Basic Concept: Data integrity in AI systems requires not only that data is accurate at a point in time, but that its entire history of transformation and usage can be traced and verified. Tracking how data has been used and transformed throughout the AI system lifecycle provides ongoing integrity assurance. CompTIA SecAI+ Study Guide covers data governance controls including lineage for AI integrity.
Why D is Correct: Data lineage tracks and documents the complete journey of data from its origin through every transformation, processing step, and use within an AI system. By recording what happened to the data, when, by whom, and through which processes, data lineage provides the audit trail needed to ensure data integrity throughout the AI system ' s data usage lifecycle. It enables verification that data has been used as intended and has not been improperly modified at any stage.

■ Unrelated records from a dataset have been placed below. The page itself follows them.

PR #126, opened 2017-01-27
Flash Performance Enhancements

mjneil:
Currently, the flash fallback is not so great. In situations where a user has low bandwidth or a not so powerful cpu, they may experience frequent and long buffering through playback.  This is primarily due to the way segments are transferred to the swf.  In order to not freeze up the main thread, we have to chunk up the segment data into very small 4k chunks to transmux and append each one asynchronously. 

**This PR requires [video-js-swf #218](https://github.com/videojs/video-js-swf/pull/218) and [mux.js #139](https://github.com/videojs/mux.js/pull/139)**

This PR brings two main enhancements.
* Transmuxing in a web worker
  * By moving the transmuxer to the webworker, we can transmux the entire segment at once without taking up the main thread. This gives us more "time" to process things in the main thread.
* Pull from flash instead of Push to flash
  * Instead of pushing data to flash like we do now with the ExternalInterface CallFunction, this adds an intermediate call to the swf that tells flash we have data ready for it. Flash then uses ExternalInterface to call a global function in javascript, which returns the segment bytes. Allowing the swf to initiate and handle the transfer seems to allow larger chunks of transfer without slowing the javascript thread. This change allows us to increase the chunksize 8-fold to 32kb.

### DIFF
--- a/src/flash-source-buffer.js
+++ b/src/flash-source-buffer.js
@@ -87,7 +87,12 @@ export default class FlashSourceBuffer extends videojs.EventTarget {
         )
       )
     );
-    this.mediaSource_.swfObj.vjs_appendBuffer(encodedHeader);
+
+    window.encodedHeaderSuperSecret = function () {
+      throw encodedHeader;
+    };
+
+    this.mediaSource_.swfObj.vjs_appendBuffer('encodedHeaderSuperSecret');
 
     // TS to FLV transmuxer
     this.transmuxer_ = work(transmuxWorker);
@@ -163,7 +168,6 @@ export default class FlashSourceBuffer extends videojs.EventTarget {
       error.code = 11;
       throw error;
     }
-
     this.updating = true;
     this.mediaSource_.readyState = 'open';
     this.trigger({ type: 'update' });
@@ -267,30 +271,29 @@ export default class FlashSourceBuffer extends videojs.EventTarget {
     this.bufferSize_ -= chunk.byteLength;
 
     // base64 encode the bytes
-    let binary = '';
+    let binary = [];
     let length = chunk.byteLength;
 
     for (let i = 0; i < length; i++) {
-      binary += String.fromCharCode(chunk[i]);
+      binary.push(String.fromCharCode(chunk[i]));
     }
-    let b64str = window.btoa(binary);
+    let b64str = window.btoa(binary.join(''));
+
+    window.throwDataSuperSecret = function () {
+      // schedule another append if necessary
+      if (this.bufferSize_ !== 0) {
+        scheduleTick(this.processBuffer_.bind(this));
+      } else {
+        this.updating = false;
+        this.trigger({ type: 'updateend' });
+      }
+
+      throw b64str;
+    }.bind(this);
 
     // bypass normal ExternalInterface calls and pass xml directly
     // IE can be slow by default
-    this.mediaSource_.swfObj.CallFunction(
-      '<invoke name="vjs_appendBuffer"' +
-      'returntype="javascript"><arguments><string>' +
-      b64str +
-      '</string></arguments></invoke>');
-
-    // schedule another append if necessary
-    if (this.bufferSize_ !== 0) {
-      scheduleTick(this.processBuffer_.bind(this));
-    } else {
-      this.updating = false;
-      this.trigger({ type: 'updateend' });
-
-    }
+    this.mediaSource_.swfObj.vjs_appendBuffer('throwDataSuperSecret');
   }
 
   /**
--- a/src/flash-source-buffer.js
+++ b/src/flash-source-buffer.js
@@ -25,6 +25,17 @@ const scheduleTick = function(func) {
 };
 
 /**
+ * Generates a random string of length 10
+ *
+ * @return {String} the randomly generated string
+ * @function generateRandomString
+ * @private
+ */
+const generateRandomString = function() {
+  return (Math.random().toString(36) + '00000000000000000').slice(2, 8);
+};
+
+/**
  * Round a number to a specified number of places much like
  * toFixed but return a number instead of a string representation.
  *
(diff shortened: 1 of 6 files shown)


src/flash-source-buffer.js
```diff
@@ -266,30 +274,27 @@ export default class FlashSourceBuffer extends videojs.EventTarget {
...
-    this.mediaSource_.swfObj.CallFunction(
-      '<invoke name="vjs_appendBuffer"' +
-      'returntype="javascript"><arguments><string>' +
-      b64str +
-      '</string></arguments></invoke>');
-
-    // schedule another append if necessary
-    if (this.bufferSize_ !== 0) {
+    /* eslint-disable camelcase */
+    window.vjs_flashEncodedData_ = function() {
```
imbcmdth: This function (and `vjs_flashEncodeHeader_` above) will collide if there are multiple players on the same page. We need some way to create unique names that we pass into Flash. I suggest the concating with the player id  and random value.

src/flash-source-buffer.js
```diff
@@ -77,18 +79,32 @@ export default class FlashSourceBuffer extends videojs.EventTarget {
...
+    window.vjs_flashEncodedHeader_ = function() {
+      delete window.vjs_flashEncodedHeader_;
+      return encodedHeader;
+    };
+    /* eslint-enable camelcase */
+
+    this.mediaSource_.swfObj.vjs_appendChunkReady('vjs_flashEncodedHeader_');
+
+    // TS to FLV transmuxer
+    this.transmuxer_ = work(transmuxWorker);
```
imbcmdth: Is `this.transmuxer_` terminated anywhere? Webworkers have to explicitly shut down or they live forever (or until the user navigates away from the page).

src/flash-source-buffer.js
```diff
@@ -266,30 +274,27 @@ export default class FlashSourceBuffer extends videojs.EventTarget {
...
-      this.updating = false;
-      this.trigger({ type: 'updateend' });
+      delete window.vjs_flashEncodedData_;
+      return b64str;
+    }.bind(this);
+    /* eslint-enable camelcase */
 
-    }
+    // bypass normal ExternalInterface calls and pass xml directly
+    // IE can be slow by default
```
imbcmdth: This comment doesn't describe what is happening anymore.

src/flash-source-buffer.js
mjneil: No it isn't. I see that for the html media source, the worker is terminated on the `sourceclose` event. Does flash emit this event as well and would it be the right time to terminate the worker for flash as well?

src/flash-source-buffer.js
```diff
@@ -23,6 +25,17 @@ const scheduleTick = function(func) {
...
 
 /**
+ * Generates a random string of length 10
+ *
+ * @return {String} the randomly generated string
+ * @function generateRandomString
+ * @private
+ */
+const generateRandomString = function() {
+  return (Math.random().toString(36) + '00000000000000000').slice(2, 8);
```
imbcmdth: Why add the zeros? Any value the string could take has a `1 / 2^52` chance of occurring - even the potential empty string. Also, why are there 17 zeros when you only take the first 10 characters that might be generated?

mjneil: This is a good point. The 0s help to guarantee that a shorter string won't be returned. But we don't really care about string length, just having a random string. 

(As for the 17 zeros, forgive me for I have copy pasted from stackoverflow)

imbcmdth:
LGTM

src/flash-transmuxer-worker.js
```diff
@@ -0,0 +1,122 @@
...
+  /**
+   * Recreate the transmuxer so that the next segment added via `push`
+   * start with a fresh transmuxer.
+   */
+  reset() {
+    this.init();
+  }
+
+  /**
+   * Forces the pipeline to finish processing the last segment and emit it's
```
gesinger: its

src/flash-transmuxer-worker.js
```diff
@@ -0,0 +1,122 @@
...
+   * results.
+   *
+   * @param {Object} data event data, not really used
```
gesinger: Probably don't need to mention it/include it in params.

src/flash-transmuxer-worker.js
```diff
@@ -0,0 +1,122 @@
...
+   */
+  flush(data) {
+    this.transmuxer.flush();
+  }
+}
+
+/**
+ * Our web wroker interface so that things can talk to mux.js
+ * that will be running in a web worker. the scope is passed to this by
```
gesinger: T

test/flash.test.js
```diff
@@ -66,46 +67,45 @@ const unfakeSTO = function() {
...
-      return output;
-    }, []);
-
-    datas.length = 0;
-    this.trigger('data', {
-      tags: {
-        videoTags: tags,
-        audioTags: []
+// Create a WebWorker-style message that signals the transmuxer is done
+const createDataMessage = function(datas, audioDatas, metadata, captions) {
```
gesinger: datas sounds funny to me. Maybe dataArray and audioDataArray? Or just data and audioData and it is implied it is an array?

test/flash.test.js
```diff
@@ -228,6 +225,8 @@ QUnit.test('creates FlashSourceBuffers for video/mp2t', function() {
 QUnit.test('waits for the next tick to append', function() {
   let sourceBuffer = this.mediaSource.addSourceBuffer('video/mp2t');
 
+  sourceBuffer.transmuxer_.postMessage = postMessage_;
```
gesinger: Should these replacements be moved into beforeEach, since it seems to be used in most places?

src/flash-source-buffer.js
```diff
@@ -77,18 +90,43 @@ export default class FlashSourceBuffer extends videojs.EventTarget {
...
+    // measure for pages with multiple players since these functions will be global
+    // instead of per instance.
+    this.flashEncodedHeaderName_ = 'vjs_flashEncodedHeader_' +
+                                   this.mediaSource_.player_.id() +
+                                   generateRandomString();
+    this.flashEncodedDataName_ = 'vjs_flashEncodedData_' +
+                                   this.mediaSource_.player_.id() +
+                                   generateRandomString();
+
+    /* eslint-disable camelcase */
```
mjneil: good call, it was spotting `window.vjs_flashEncodedData_` before the randomness change happened

src/flash-source-buffer.js
```diff
@@ -136,6 +174,10 @@ export default class FlashSourceBuffer extends videojs.EventTarget {
       removeCuesFromTrack(0, Infinity, this.metadataTrack_);
       removeCuesFromTrack(0, Infinity, this.inbandTextTrack_);
     });
+
+    this.mediaSource_.player_.tech_.hls.on('dispose', () => {
```
mjneil: That would mean adding a `dispose` method to the flash and virtual buffer, which is not a standard api on mediasource buffers

test/flash.test.js
mjneil: We can't because the sourceBuffer isn't created in the beforeEach since not every test uses the same MIME type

Why A is Wrong: Data masking replaces sensitive data values with anonymized equivalents to protect privacy. It is a confidentiality control that modifies data values rather than a mechanism for ensuring or tracking data integrity across the system.
Why B is Wrong: Data cleansing removes or corrects errors, inconsistencies, and noise in datasets to improve data quality. It is a data preparation activity that improves data accuracy at a point in time but does not track data usage or provide ongoing integrity assurance throughout the AI system lifecycle.
Why C is Wrong: Data verification confirms that data meets expected quality standards and validates its accuracy at a specific check point. While important for quality assurance, it provides a point-in-time check rather than continuous tracking of data usage and transformations as data lineage does.